Start with the first line of the records below. Output each line exactly, ending with the one that contains "system.defaults.dock.persistent-apps = mkOption".

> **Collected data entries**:
= = = = =

PR #619, opened 2023-03-20
Add support for persistent-apps in dock

dfrankland:
Applications added to the dock point to an old derivation when a new derivation of an application is added to the Nix store. This allows configuring the persistent applications to display system apps or apps in the Nix store.

Updates require re-login or restarting the Dock process e.g. `killall Dock`.

Dependent on:
#790

Related / supersedes:
https://github.com/LnL7/nix-darwin/issues/590
https://github.com/LnL7/nix-darwin/pull/616

PR #898, opened 2024-03-03
Add support for persistent-apps in dock

dfrankland:
Applications added to the dock point to an old derivation when a new derivation of an application is added to the Nix store. This allows configuring the persistent applications to display system apps or apps in the Nix store.

Updates require re-login or restarting the Dock process e.g. `killall Dock`.

Dependent on: #897
Supersedes the old PR: #619

### DIFF
--- a/modules/system/defaults/dock.nix
+++ b/modules/system/defaults/dock.nix
@@ -123,6 +123,19 @@ in {
       '';
     };
 
+    system.defaults.dock.persistent-apps = mkOption {
+      type = types.nullOr (types.listOf (types.either types.path types.str));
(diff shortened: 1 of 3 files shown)


Enzime:
Can you rebase this?

Also, in future, when you create a PR you can target your own branch, so it'll only show the changes that are unique to this branch and then when that branch gets merged, GitHub will automatically update the target branch to `master`

dfrankland:
Rebased. Will do in the future—I wasn't sure which way was preferred 👍

Enzime (approved):
LGTM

= = = = =

> **WORKED SOLUTION**:
PR #619, opened 2023-03-20
Add support for persistent-apps in dock

dfrankland:
Applications added to the dock point to an old derivation when a new derivation of an application is added to the Nix store. This allows configuring the persistent applications to display system apps or apps in the Nix store.

Updates require re-login or restarting the Dock process e.g. `killall Dock`.

Dependent on:
#790

Related / supersedes:
https://github.com/LnL7/nix-darwin/issues/590
https://github.com/LnL7/nix-darwin/pull/616

PR #898, opened 2024-03-03
Add support for persistent-apps in dock

dfrankland:
Applications added to the dock point to an old derivation when a new derivation of an application is added to the Nix store. This allows configuring the persistent applications to display system apps or apps in the Nix store.

Updates require re-login or restarting the Dock process e.g. `killall Dock`.

Dependent on: #897
Supersedes the old PR: #619

### DIFF
--- a/modules/system/defaults/dock.nix
+++ b/modules/system/defaults/dock.nix
@@ -123,6 +123,19 @@ in {
       '';
     };
 
+    system.defaults.dock.persistent-apps = mkOption {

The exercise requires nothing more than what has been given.